Multinational company demands exclusive rights over street cleaning, waste collection, transport and disposal at the landfill site in San Pedro Sula, the country’s second biggest city. Many trade union representatives among those dismissed.

On 30 April, in an unexpected and disrespectful move and without first informing SIDEYTMS, the trade union representing municipal workers, the mayor of San Pedro Sula, Armando Caledonio, announced the dismissal of more than 700 municipal waste collection and street cleaning workers, ensuring full control of these services by Holding Eléctrica, the Central American company better known as SULAMBIENTE.

The case goes back to October 2001, when the city’s then mayor, Oscar Kilgore, did not implement a controversial concession granted by his predecessor to the company - a trading consortium formed in that year with support from the Inter-American Development Bank (IDB).

In 2016, after a court case lasting more than 15 years, the Supreme Court ruled that the contract with SULAMBIENTE was valid and ordered the municipality to pay the plaintiff about US$7 million in damages.

The privatisation process countered the remunicipalisation of waste sector services that took place in 2003.


Call for reinstatement

Despite a campaign and legal action against the dismissals undertaken by SIDEYTMS and protests by other trade unions and social movements in the city, none of the dismissed workers have been reinstated, which makes it difficult for them to apply for other jobs in the municipality.

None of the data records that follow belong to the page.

Issue #1585, opened 2026-09-14
Remove the hack about the block/non-block behavior for null tls in `harness_begin`/`handle_user_collection_request`


qinsoon:
In `handle_user_collection_request`, no `block_for_gc` if tls is null.
https://github.com/mmtk/mmtk-core/blob/8996f057c6e69387ad0819db1017894d9654a338/src/mmtk.rs#L353-L356

In `harness_begin`, `block_for_gc` if tls is null.
https://github.com/mmtk/mmtk-core/blob/8996f057c6e69387ad0819db1017894d9654a338/src/mmtk.rs#L469-L471

---

I think the original intention is to use `handle_user_collection_request` from the OpenJDK side to trigger a GC from a VM thread. Thus `block_for_gc` is not needed. The hack is to take null tls as a 'hint' (which is always true in OpenJDK) to skip the block.

To `compensate` this skip, in `harness_begin`, after calling `handle_user_collection_request`, a `block_for_gc` call is added.

I think we should do these:
1. See if we still need to request a GC from OpenJDK's VM threads. https://github.com/mmtk/mmtk-core/pull/1550 already allows polling for GC from an MMTk GC worker.
2. If we still need to request GC from a VM thread, we should introduce a new API, such as `handle_vm_collection_request`, and allows VMs to specify block vs non-block as an argument.
3. The hacks in the above code snippets should be removed.

PR #1586, opened 2026-09-14
Only block for gc if gc is triggered in harness_begin

qinsoon:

The PSI’s General Secretary, Rosa Pavanelli, expressed support and solidarity with the struggle of the workers and their union SIDEYTMS. She told President Ramiro Amaya that the PSI will publicise the case internationally and will call on the mayor to protect the labour and human rights of the municipal waste sector workers and ensure respect for labour rights covered by ILO Conventions.

She also said that the Confederation of Municipal Workers of the Americas (CONTRAM) will also publicise the complaints made by the union.

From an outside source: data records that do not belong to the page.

PR #1589, opened 2026-09-14
Add Wake N for the scheduler: wake up workers based on the number of new work packets.

qinsoon:
Currently we always wake up all the active workers if a new bucket is opened and is not empty. This is wasteful if the bucket only includes a small number of packets (e.g. one `Prepare`/`Release` bucket). Some workers may not get any work -- they are still waken up, and then parked. This PR only wakes up the same number of workers, as the number of work packets from new buckets.

I haven't measured the performance, and I am not sure if this actually improves performance. But the approach sounds reasonable to me.


wks (approved):
LGTM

In 2017, in an Appeal to the Authorities (Spanish), the PSI Network of Waste Sector Workers in Latin America(Spanish), meeting in Bogota, Colombia, denounced the difficult working conditions, failure to respect rights and lack of decent work in the region’s municipal waste collection and management sector and called on mayors to fully recognise workers’ rights, guarantee their health and safety and “promote a local public service model for essential waste collection and management services in the interests of all rather than provide a business opportunity and income for some”.


Chronology

  1. The story began on 23 May 2001, when, eight months before the end of his term in office, the Mayor of San Pedro Sula privatised the management of about 1,000 tonnes/day of waste, granting a concession to SULAMBIENTE.
  2. On 27 February 2003, after pressure from the trade union and other civil society organisations in the city, the municipal council unanimously decided to annul the decision to award the contract to the company.
  3. In January 2004, SULAMBIENTE took legal action to claim damages in the San Pedro Sula Administrative Court, requesting:
  • Annulation of administrative order N°32 point N°2 dated 27 February 2003, which cancelled the 2001 tendering process and;
  • Payment of damages totalling US$ 6,682,919, including equipment costs.
  1. In January 2005, the San Pedro Sula Administrative Court instructed the Municipality of San Pedro Sula to pay US$8.2 million to SULAMBIENTE and annul the administrative order that cancelled the tendering process of September 2001.
  2. Once the ruling had been confirmed, city councillors approved a motion on 19 April 2005, authorising the then mayor (Oscar Kilgore) to start negotiations to resolve the dispute through conciliation.
  3. As the negotiations were not successful, the National Congress approved a new contract between the Municipality of Pedro Sula and SULAMBIENTE.
  4. A new municipal agreement on 22 October 2014 awarded a multi-million dollar contract to SULAMBIENTE for a period of 15 years, after compliance with an international tendering process.
  5. At the start of 2015, a group of social movements and trade unions, with the PSI’s support, organised a major campaign against this decision.
  6. On 30 April 2018, unexpectedly and without notifying the union, SIDEYTMS, the municipality dismissed 700 workers from the waste unit.
  7. There were a number of trade union representatives among the 700 dismissed workers.